He flies through the airwaves
Is it a bird? Is it a plane? No, it's Spiderman, and he's on a mission to redefine radio as we know it. Nicholas Barber reports
Sunday 05 February 1995
The producer hunches over a mixing desk and confers with the sound-effects man: "What have you got for the submarine door? No, that's more like the gate of Doctor Doom's castle." Among the synthesisers, samplers and CD racks is a box of X-Men bubblegum, and suspended from the ceiling is a model of the masked webslinger himself, Spiderman. There is a label hanging from its ankle: "I was going to be an insurance broker until I met Dirk Maggs."
Dirk "Mr Genius" Maggs, as Brian May calls him, is the writer/producer/director/techno-boffin behind Spiderman. A graduate of such radio comedies as The News Huddlines, he has based his script on Stan Lee's Marvel Comics of the Sixties, with their blend of boyish wonder, gleeful daftness and soap-opera interaction: "The girl I want to marry is getting hung up over a homicidal Sub Mariner!" splutters Mr Fantastic, mid-battle. "Reed, not now . . ." tuts the Invisible Girl. Were any Archers fans to tune in, their eyebrows might also be raised at the adventure and the ground-breaking effects (and wall-smashing, bomb-exploding effects for that matter).
Maggs, in his own words, "late thirties, but eight years old at heart", is on a mission to expand the parameters of radio drama. "It's perfectly possible for the medium to build a world around you," he says, "to create a very full and layered picture. Just having two voices and no background noise is fine now and then for effect, but it shouldn't be the rule." And what better testing-ground for in-your-face radio than larger-than-life superhero stories? Maggs first adapted Superman for Radio 4 in 1990, then did Batman for Radio 1 last year. This was a hit, aided no doubt by knock-on publicity from Tim Burton's films, and a CD of the radio series topped the spoken-word chart. But the genre has its difficulties. It can't be easy to cast superheroes. "It's not," laughs Maggs. "American actors find it easier, I think. They have a wonderful sense of heightened reality."
Maggs orchestrates an exuberant cast who improvise, joke and seem bereft of Equity-issue egos. The show-stealer is Gary Martin, who plays The Thing, the man of stone. His voice is, well, gravelly. He croaks his way through Spiderman during the day and sings in Grease at the Dominion Theatre at night. But he risks typecasting - he dubbed the voice of a robot in Space Precinct, the latest series from Thunderbirds creator Gerry Anderson, and of a rock-chewing living mountain for The Neverending Story 3: "They ask you to do all kinds of things. They say, `Do you think you could give him an American accent, with hints of Polish and Russian? Oh, and remember that he weighs 60 tonnes. Now do his son, who only weighs eight tonnes.' "

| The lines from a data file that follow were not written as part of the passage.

PR #1146, opened 2020-09-02
Handle Execution Exceptions

jkosh44:
Currently there are various places where ExecutionException can be
thrown from, mostly only reachable through software bugs. Before
this commit they will be fatal and cause the DB to crash.

This commit now handles ExecutionExceptions byt causing the
transaction to abort, and returning an error message to the user.

### DIFF
--- a/src/traffic_cop/traffic_cop.cpp
+++ b/src/traffic_cop/traffic_cop.cpp
@@ -391,7 +391,17 @@ TrafficCopResult TrafficCop::RunExecutableQuery(const common::ManagedPointer<net
 
   const auto exec_query = portal->GetStatement()->GetExecutableQuery();
 
-  exec_query->Run(common::ManagedPointer(exec_ctx), execution_mode_);
+  try {
+    exec_query->Run(common::ManagedPointer(exec_ctx), execution_mode_);
+  } catch (ExecutionException &e) {
+    /*
+     * An ExecutionException is thrown in the case of some failure caused by a software bug or caused by some data
+     * exception. In either case we abort the current transaction and return an error to the client.
+     */
+    connection_ctx->Transaction()->SetMustAbort();
+    auto error = common::ErrorData(common::ErrorSeverity::ERROR, e.what(), e.code_);
+    return {ResultType::ERROR, error};
+  }
 
   if (connection_ctx->TransactionState() == network::NetworkTransactionStateType::BLOCK) {
     // Execution didn't set us to FAIL state, go ahead and return command complete
--- a/src/traffic_cop/traffic_cop.cpp
+++ b/src/traffic_cop/traffic_cop.cpp
@@ -398,8 +398,11 @@ TrafficCopResult TrafficCop::RunExecutableQuery(const common::ManagedPointer<net
      * An ExecutionException is thrown in the case of some failure caused by a software bug or caused by some data
      * exception. In either case we abort the current transaction and return an error to the client.
      */
+    // TODO(Matt): evict this plan from the statement cache when the functionality is available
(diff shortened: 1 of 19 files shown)


jkosh44:
For the error code I chose `ERRCODE_INTERNAL_ERROR` for the majority of errors. Postgres describes this error as "this is for "can't-happen"(https://github.com/postgres/postgres/blob/eb892102e01a2073df9250d65e33ec1ed21798df/src/backend/utils/errcodes.txt#L492) conditions and software bugs (PostgreSQL-specific error class)". The reason being that the majority of these errors should have been caught in the semantic checking phase (If I'm incorrect about any of those please let me know).

The two exceptions that were given a different error code are 
- When a value is out of range of the target type if a cast. I used `ERRCODE_NUMERIC_VALUE_OUT_OF_RANGE`. I wasn't able to find this in semantic checking and postgres uses this error code for similar errors
  - https://github.com/postgres/postgres/blob/a57d312a7706321d850faa048a562a0c0c01b835/src/backend/utils/adt/numeric.c#L1773
  - https://github.com/postgres/postgres/blob/dad75eb4a8d5835ecc795d7a7978e7702e4d5912/src/backend/utils/adt/int8.c#L116
- When a CSV column is out of range, I used `ERRCODE_DATA_EXCEPTION`. I wasn't able to find similar postgres errors.

src/traffic_cop/traffic_cop.cpp
```diff
@@ -391,7 +391,17 @@ TrafficCopResult TrafficCop::RunExecutableQuery(const common::ManagedPointer<net
...
-  exec_query->Run(common::ManagedPointer(exec_ctx), execution_mode_);
+  try {
+    exec_query->Run(common::ManagedPointer(exec_ctx), execution_mode_);
+  } catch (ExecutionException &e) {
+    /*
+     * An ExecutionException is thrown in the case of some failure caused by a software bug or caused by some data
+     * exception. In either case we abort the current transaction and return an error to the client.
+     */
+    connection_ctx->Transaction()->SetMustAbort();
+    auto error = common::ErrorData(common::ErrorSeverity::ERROR, e.what(), e.code_);
```
mbutrovich, line 402: Let's toss this in just because we can:
```
error.AddField(common::ErrorField::LINE, std::to_string(e.GetLine()));
error.AddField(common::ErrorField::FILE, e.GetFile());
```

src/traffic_cop/traffic_cop.cpp
```diff
@@ -391,7 +391,17 @@ TrafficCopResult TrafficCop::RunExecutableQuery(const common::ManagedPointer<net
...
 
-  exec_query->Run(common::ManagedPointer(exec_ctx), execution_mode_);
+  try {
+    exec_query->Run(common::ManagedPointer(exec_ctx), execution_mode_);
+  } catch (ExecutionException &e) {
+    /*
+     * An ExecutionException is thrown in the case of some failure caused by a software bug or caused by some data
+     * exception. In either case we abort the current transaction and return an error to the client.
+     */
+    connection_ctx->Transaction()->SetMustAbort();
```
mbutrovich, line 401: Let's add a TODO that in the future we might want to evict this plan from the statement cache (no functionality for that at the moment). No sense in keeping a busted plan around.

src/traffic_cop/traffic_cop.cpp
jkosh44: Done

src/traffic_cop/traffic_cop.cpp
jkosh44: Done...hope you don't mind I assigned it to you.

PR #1149, opened 2020-09-02
Performance Fix - Use col_ids during codegen of Index scan

rohanaggarwal7997:
Currently, the codegen of index scans in terrier/noisepage call the function col_oid_to_ids every time they have to fetch a tuple or operate on it. This PR, modifies that and generates the col_ids in TPL and directly uses them in the scan.


apavlo:
@rohanaggarwal7997 Do you have benchmark numbers for this?

rohanaggarwal7997:
No

rohanaggarwal7997:
I changed the description

mbutrovich:
After seeing the changes, I'm not really comfortable with breaking a clean abstraction of leaking the notion of col_ids up above the storage layer. We're basically caching the first part of the computation that the storage layer does by stashing the col_id vector in the layer above, and then still doing expensive computations at each IndexIterator::Init when we do the ProjectedRowInitializer creation.

It's a huge breaking of abstractions for what's likely less than 1% of on-cpu time.

PR #1074, opened 2020-08-12
Compilation time, breaking out storage_defs and hash_util

lmwnshn:
Another quick attempt at #1037. At a high level, hash_util (and transitively storage_defs) became expensive includes. So breaking those out of header files into cpp files is good.

- Measured with the Python script linked in #1037, [diff.csv.txt](https://github.com/cmu-db/terrier/files/5065020/diff.csv.txt)
  - hash_util.h : -222 includes
  - xxh3.h : -217 includes

- New build time, 23.13 minutes user time,
  - ```
    [100%] Built target terrier
    make -j12 terrier  1387.90s user 79.82s system 867% cpu 2:49.18 total
    ```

Jonathan Kydd is another of the few British actors in the series. "The main problem is remembering which voice is which. I play the Green Goblin, one of the main villains, and I'm also Doctor Doom's henchman, who sounds quite similar. Then in the next scene I'm back as Steve, a character who had some lines two weeks ago, and I have no idea what he sounded like."
Like Peter Parker, Spiderman's mild-mannered alter-ego, Maggs' actors have to switch identities several times a day. In just five days, spread over a few weeks, they record 150 minutes of story packed with action and effects - a feat which would be impossible in TV or film.
"We're making movies here," says Maggs, "widescreen movies with special effects, Dolby Surround sound and orchestral soundtracks." One obvious difference is that Spiderman comprises 50 three-minute episodes, a format of which Maggs is tiring. "It has to hit the ground running every day. You want to convert listeners every episode so you need at least one fight or one great sound-effect each time. My ambition is to do an hour-and-a-half slot, bringing the layered-sound technique to bear on a thriller. You can do more than just comic-book stuff in this style. Radio should try to compete with the movies on their own ground soundwise. You could do The Terminator or Jurassic Park on the radio and they would work brilliantly."
Maggs is, to quote Stan Lee's Spiderman comics, a True Believer. His work is based on the idea that radio is closer to film than television is. Special effects which are too expensive for TV can be achieved on radio shows, with their audio-versatility and their listeners' imagination. The medium, Maggs thinks, has not been taking advantage of its own possibilities. "Radio should redefine itself. It has this attitude, `Oh, we're only radio,' and, `When are you moving to TV?' But it's not just a stepping stone. We can tell stories just as colourfully as any other medium. It's about time radio took a bite out of the bum of the TV industry. How's that for a quote?"
! `Spiderman' is on R1, weekdays, 4.20pm.